**What to work on:**
In the entries that follow, count each line containing "meta" and state the total, nothing more.
○ ○ ○
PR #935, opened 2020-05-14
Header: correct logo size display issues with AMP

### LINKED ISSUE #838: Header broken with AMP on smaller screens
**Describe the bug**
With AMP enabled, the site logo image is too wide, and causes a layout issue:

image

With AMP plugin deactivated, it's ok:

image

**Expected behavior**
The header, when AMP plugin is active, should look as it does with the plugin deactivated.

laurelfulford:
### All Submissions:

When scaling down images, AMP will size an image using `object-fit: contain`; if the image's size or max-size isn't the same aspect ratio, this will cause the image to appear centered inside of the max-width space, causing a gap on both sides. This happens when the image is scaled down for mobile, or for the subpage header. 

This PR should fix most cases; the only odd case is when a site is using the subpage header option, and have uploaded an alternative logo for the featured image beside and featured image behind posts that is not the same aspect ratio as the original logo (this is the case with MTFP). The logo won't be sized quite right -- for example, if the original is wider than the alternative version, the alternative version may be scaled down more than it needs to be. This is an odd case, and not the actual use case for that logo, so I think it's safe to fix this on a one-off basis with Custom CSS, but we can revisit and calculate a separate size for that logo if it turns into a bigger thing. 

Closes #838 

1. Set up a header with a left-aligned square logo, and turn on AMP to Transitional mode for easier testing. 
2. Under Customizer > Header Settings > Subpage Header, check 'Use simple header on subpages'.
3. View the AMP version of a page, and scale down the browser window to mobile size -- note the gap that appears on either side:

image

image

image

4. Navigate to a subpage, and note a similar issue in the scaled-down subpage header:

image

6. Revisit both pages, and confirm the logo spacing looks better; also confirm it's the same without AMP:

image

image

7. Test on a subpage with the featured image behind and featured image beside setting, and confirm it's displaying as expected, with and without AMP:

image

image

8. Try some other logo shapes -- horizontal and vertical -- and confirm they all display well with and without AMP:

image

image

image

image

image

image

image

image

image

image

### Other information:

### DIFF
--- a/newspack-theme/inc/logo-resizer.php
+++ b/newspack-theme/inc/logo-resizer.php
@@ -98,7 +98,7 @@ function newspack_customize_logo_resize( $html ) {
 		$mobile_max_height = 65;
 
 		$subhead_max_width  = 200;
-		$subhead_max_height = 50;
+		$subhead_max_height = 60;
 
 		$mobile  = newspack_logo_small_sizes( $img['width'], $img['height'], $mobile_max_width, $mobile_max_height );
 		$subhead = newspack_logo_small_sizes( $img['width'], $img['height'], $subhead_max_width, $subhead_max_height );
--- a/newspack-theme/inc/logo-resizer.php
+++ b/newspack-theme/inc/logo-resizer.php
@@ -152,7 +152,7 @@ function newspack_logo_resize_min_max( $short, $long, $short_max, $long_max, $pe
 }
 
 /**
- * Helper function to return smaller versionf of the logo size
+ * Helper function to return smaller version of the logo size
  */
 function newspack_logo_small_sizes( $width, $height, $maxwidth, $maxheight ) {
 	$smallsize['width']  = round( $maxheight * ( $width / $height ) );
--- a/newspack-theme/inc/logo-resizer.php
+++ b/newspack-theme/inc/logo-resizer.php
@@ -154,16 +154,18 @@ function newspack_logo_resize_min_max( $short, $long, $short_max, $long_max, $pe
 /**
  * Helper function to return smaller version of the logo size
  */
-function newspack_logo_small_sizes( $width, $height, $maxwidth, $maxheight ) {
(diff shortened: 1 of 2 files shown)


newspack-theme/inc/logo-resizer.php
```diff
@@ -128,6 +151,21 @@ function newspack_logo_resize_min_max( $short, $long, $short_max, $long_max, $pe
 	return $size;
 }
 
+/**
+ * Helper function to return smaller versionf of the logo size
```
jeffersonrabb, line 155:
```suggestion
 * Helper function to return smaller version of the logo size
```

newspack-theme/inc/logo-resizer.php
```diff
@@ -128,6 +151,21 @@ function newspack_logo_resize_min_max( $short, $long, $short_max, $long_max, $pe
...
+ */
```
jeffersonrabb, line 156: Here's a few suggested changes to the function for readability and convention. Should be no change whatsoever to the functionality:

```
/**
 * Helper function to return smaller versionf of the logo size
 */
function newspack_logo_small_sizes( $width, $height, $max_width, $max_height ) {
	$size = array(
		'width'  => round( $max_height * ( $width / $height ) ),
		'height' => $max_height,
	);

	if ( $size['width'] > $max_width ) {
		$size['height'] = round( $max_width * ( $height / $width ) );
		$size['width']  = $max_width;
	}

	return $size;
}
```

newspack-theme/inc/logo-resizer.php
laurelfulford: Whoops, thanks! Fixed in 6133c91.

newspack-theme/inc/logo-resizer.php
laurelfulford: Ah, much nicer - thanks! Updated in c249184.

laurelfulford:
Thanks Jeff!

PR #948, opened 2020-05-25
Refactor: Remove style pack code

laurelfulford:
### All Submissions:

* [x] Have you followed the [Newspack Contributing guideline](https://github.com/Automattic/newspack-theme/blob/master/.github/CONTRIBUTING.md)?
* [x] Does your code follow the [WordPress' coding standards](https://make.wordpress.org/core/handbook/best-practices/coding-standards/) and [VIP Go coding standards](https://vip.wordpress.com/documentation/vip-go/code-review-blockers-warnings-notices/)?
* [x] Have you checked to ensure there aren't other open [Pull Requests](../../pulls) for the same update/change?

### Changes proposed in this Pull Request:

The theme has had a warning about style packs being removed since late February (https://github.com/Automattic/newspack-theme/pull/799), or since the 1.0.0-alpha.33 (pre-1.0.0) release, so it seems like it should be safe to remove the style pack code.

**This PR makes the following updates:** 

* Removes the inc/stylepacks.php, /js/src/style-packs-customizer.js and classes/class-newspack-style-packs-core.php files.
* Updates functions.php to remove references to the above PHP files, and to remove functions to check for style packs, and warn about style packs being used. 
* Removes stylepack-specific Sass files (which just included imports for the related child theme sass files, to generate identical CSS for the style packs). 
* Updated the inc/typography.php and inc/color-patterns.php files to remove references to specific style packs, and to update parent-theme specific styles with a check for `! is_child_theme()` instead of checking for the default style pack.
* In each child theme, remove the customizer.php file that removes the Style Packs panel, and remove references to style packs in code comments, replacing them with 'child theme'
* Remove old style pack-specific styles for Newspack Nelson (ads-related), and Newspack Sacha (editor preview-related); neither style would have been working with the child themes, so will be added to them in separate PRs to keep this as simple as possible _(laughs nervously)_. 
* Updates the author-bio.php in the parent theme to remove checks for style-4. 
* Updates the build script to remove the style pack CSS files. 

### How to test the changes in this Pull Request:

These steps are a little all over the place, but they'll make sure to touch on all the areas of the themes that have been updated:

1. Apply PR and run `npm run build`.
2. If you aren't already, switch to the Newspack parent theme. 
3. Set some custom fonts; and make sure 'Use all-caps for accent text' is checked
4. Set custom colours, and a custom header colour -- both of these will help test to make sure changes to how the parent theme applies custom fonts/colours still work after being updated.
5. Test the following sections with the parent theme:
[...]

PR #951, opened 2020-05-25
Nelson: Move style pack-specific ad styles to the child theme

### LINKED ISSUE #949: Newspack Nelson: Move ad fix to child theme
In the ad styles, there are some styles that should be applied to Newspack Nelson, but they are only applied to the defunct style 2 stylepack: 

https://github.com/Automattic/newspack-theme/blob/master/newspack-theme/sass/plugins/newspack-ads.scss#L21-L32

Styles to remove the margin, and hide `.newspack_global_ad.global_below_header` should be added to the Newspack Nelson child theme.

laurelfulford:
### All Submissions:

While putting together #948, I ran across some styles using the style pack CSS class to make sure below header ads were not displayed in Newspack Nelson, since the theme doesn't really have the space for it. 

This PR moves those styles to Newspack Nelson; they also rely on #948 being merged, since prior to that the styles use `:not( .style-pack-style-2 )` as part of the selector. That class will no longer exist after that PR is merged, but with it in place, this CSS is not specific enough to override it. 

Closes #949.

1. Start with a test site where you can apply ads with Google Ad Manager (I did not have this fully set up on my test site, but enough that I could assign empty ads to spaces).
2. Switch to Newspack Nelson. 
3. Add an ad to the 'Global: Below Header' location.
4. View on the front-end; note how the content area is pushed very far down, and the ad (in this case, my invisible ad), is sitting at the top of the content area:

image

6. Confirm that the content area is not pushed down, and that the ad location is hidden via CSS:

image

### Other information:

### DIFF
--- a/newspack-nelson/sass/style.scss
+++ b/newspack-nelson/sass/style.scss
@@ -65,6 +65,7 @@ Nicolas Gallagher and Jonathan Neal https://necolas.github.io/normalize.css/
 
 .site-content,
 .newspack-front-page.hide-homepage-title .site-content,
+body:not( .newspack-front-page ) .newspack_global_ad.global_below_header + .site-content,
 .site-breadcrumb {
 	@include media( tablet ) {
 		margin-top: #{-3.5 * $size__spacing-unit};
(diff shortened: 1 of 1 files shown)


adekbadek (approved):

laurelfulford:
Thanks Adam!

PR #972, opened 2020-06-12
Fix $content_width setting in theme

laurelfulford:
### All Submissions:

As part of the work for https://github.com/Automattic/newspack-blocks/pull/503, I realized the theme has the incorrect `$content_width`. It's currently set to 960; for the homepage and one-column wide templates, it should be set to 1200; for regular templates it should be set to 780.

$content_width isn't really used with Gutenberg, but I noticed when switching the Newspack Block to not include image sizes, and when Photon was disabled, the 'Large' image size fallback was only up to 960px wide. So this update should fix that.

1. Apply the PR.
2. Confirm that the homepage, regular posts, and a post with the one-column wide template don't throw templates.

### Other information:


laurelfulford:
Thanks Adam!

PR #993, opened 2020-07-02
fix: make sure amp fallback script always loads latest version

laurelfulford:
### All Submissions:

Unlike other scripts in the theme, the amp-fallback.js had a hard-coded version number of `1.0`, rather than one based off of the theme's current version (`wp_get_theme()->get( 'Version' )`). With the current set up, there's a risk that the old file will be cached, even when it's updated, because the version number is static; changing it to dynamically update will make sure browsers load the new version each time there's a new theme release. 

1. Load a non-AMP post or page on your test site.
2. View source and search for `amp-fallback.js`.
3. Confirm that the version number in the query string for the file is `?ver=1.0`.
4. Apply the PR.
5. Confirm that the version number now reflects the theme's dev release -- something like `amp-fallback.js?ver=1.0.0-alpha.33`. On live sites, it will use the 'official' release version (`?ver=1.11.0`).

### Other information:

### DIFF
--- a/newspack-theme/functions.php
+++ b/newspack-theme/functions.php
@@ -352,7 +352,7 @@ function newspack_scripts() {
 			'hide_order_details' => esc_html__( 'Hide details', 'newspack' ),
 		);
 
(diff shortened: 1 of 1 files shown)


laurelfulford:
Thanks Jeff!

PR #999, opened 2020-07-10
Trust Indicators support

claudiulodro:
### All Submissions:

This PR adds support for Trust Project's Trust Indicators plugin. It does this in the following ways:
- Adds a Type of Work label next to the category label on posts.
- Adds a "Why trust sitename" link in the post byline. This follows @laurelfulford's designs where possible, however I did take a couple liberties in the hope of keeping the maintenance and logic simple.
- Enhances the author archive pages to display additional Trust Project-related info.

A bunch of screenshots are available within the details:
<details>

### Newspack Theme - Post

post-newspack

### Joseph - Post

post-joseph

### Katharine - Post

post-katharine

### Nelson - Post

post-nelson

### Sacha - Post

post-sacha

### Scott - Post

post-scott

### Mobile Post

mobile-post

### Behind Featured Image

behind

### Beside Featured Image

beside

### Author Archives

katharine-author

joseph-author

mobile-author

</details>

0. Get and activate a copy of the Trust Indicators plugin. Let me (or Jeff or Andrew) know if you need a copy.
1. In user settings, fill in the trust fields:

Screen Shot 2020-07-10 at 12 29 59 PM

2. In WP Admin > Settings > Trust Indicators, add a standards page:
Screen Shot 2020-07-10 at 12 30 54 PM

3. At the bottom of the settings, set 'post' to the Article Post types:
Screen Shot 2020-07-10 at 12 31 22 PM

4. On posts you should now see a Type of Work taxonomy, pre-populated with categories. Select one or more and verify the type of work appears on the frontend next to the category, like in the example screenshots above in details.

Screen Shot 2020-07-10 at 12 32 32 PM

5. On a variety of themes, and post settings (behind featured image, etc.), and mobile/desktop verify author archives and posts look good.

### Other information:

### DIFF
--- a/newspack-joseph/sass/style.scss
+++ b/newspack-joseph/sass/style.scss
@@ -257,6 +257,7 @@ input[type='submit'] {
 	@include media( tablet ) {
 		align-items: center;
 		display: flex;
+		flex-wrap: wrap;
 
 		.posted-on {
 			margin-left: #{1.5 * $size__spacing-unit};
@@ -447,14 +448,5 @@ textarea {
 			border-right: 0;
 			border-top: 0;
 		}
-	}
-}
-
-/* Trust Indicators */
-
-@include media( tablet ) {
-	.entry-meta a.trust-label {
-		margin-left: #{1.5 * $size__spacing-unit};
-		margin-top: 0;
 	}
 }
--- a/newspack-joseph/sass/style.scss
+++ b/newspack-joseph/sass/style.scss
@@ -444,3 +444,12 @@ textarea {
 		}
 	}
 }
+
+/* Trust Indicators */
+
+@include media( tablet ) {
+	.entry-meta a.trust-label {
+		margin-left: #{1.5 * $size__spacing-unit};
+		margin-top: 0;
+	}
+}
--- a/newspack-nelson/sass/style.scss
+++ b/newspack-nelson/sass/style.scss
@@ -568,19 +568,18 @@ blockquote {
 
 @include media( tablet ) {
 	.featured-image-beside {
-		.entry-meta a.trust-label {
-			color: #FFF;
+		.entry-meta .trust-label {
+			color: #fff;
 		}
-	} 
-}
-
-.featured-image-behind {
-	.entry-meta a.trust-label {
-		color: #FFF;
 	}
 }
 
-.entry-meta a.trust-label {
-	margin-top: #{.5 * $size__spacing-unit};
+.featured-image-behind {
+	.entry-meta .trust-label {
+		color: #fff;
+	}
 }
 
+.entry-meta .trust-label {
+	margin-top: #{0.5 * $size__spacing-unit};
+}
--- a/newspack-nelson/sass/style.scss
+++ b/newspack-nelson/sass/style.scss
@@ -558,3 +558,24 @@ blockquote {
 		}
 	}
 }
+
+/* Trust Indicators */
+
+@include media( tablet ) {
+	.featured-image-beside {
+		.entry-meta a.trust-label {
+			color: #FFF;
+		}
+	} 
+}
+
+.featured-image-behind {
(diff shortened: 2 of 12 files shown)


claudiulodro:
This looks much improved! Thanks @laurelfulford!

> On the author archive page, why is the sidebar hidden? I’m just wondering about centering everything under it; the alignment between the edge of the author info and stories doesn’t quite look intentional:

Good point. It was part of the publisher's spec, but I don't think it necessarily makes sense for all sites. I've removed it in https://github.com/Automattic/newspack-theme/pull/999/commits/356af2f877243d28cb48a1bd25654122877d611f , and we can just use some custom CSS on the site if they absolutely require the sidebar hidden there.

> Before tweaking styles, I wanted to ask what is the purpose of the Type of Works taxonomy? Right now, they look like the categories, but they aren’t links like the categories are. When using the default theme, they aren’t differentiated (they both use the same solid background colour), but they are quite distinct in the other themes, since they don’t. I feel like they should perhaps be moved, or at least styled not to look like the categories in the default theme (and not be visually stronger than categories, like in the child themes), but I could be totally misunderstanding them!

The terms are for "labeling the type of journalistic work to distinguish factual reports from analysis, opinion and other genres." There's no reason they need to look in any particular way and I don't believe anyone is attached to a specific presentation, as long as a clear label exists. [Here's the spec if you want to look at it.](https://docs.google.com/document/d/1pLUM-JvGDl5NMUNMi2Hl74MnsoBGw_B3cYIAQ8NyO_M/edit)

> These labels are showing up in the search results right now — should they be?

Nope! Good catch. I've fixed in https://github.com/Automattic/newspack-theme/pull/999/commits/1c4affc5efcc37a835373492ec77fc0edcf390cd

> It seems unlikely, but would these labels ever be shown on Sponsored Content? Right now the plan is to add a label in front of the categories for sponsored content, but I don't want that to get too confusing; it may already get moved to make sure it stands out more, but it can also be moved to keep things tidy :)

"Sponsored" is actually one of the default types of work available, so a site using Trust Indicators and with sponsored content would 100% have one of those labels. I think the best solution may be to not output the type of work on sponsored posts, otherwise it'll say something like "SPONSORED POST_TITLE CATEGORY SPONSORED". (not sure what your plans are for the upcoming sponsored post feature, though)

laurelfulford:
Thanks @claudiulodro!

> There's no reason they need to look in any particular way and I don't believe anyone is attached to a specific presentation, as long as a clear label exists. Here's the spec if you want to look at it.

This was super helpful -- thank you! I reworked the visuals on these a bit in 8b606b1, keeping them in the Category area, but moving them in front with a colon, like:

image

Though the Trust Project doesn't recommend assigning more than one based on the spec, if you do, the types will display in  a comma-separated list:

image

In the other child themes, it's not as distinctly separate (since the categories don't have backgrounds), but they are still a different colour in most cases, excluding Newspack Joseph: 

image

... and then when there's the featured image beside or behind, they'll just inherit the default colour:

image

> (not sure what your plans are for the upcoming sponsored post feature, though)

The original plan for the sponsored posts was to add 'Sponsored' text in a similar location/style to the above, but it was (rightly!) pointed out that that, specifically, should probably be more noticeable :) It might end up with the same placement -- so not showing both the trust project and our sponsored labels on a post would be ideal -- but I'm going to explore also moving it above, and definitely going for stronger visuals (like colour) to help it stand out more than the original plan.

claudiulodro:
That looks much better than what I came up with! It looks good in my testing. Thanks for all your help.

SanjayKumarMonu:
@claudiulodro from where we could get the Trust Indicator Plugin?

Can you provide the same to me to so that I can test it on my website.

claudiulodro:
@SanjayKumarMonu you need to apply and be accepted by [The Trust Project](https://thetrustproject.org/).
○ ○ ○
**Exercise solution:**
9